Corporal Punishment in School

by Christine on June 17th, 2008

Today I read an article about a woman who is suing her school over corporal punishment. Apparently she attended a high school that allowed and practiced corporal punishment. A few days after her 18th birthday she broke a school rule and was punished by paddling. She is suing because she believes she should have had the right to withdraw herself from school rather than receive the beating since she was 18 and legally an adult. So far she has lost her case, but she is now taking it to the Supreme Court.

I was shocked to hear that there are still schools who use corporal punishment. I thought that was something from the past, back when my grandmother was in school. But it turns out there are currently 21 states that allow corporal punishment. Those states include Alabama, Arizona, Arkansas, Colorado, Florida, Georgia, Idaho, Indiana, Kansas, Kentucky, Louisiana, Mississippi, Missouri, New Mexico, North Carolina, Ohio, Oklahoma, South Carolina, Tennessee, Texas and Wyoming.

Many school districts have parents sign a release giving their permission for corporal punishments, but most states where corporal punishment is legal do not require school districts to notify parents. If you live in one of the those 21 states the only way you can be sure your school doesn’t use corporal punishment is to scour their school policy or ask the administrator. Corporal punishment seems to be more prevalent in private schools where regulations are less stringent.

How do you feel about schools paddling your child? Do you think it’s effective punishment or abuse?

Most leading professional associations have come out in opposition to corporal punishment.

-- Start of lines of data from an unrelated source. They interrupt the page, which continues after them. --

Issue #3904, opened 2022-09-13
Config file option to provide settings for element properties


shortcipher3:
**Is your feature request related to a problem? Please describe.**

Some of the filters such as `tensor_decoder` have a lot of properties.  It would be nice to have a config file to specify these, this way when specifying lots of config settings it doesn't clutter the code or command line, which would make the pipeline easier to read for new users.

For example, [this single element from the object detection example](https://github.com/nnstreamer/nnstreamer-example/blob/4efa166d2062d7f620202bb2c3ed663e11fa2683/bash_script/example_object_detection_tensorflow_lite/gst-launch-object-detection-tflite.sh#L7) is 166 columns:

```bash
tensor_decoder mode=bounding_boxes option1=mobilenet-ssd option2=tflite_model/coco_labels_list.txt option3=tflite_model/box_priors.txt option4=640:480 option5=300:300
```

Where best practice for bash scripts is to keep the line under 80 columns.

**Describe the solution you'd like**

These options could easily be specified in a config file, so the element reads:

```bash
tensor_decoder config-file=object_detection.config
```

And the contents of the config file are as follows:

```yaml
mode: bounding_boxes
option1: mobilenet-ssd
option2: tflite_model/coco_labels_list.txt
option3: tflite_model/box_priors.txt
option4: 640:480
option5: 300:300
```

The American Psychology Association believes corporal punishment may do more harm than good. According to extensive research done by Dr. Elizabeth Thompson Gershoff, Ph.D., corporal punishment has many more negative associations compared to just one desirable association; immediate compliance. The negative associations include increased child aggression and antisocial behavior. Gershoff says corporal punishment does not teach children right from wrong. And although kids will behave while the adult is present, that same child may misbehave when the adults are not present.

The American Academy of Child & Adolescent Psychiatry is also opposed to corporal punishment.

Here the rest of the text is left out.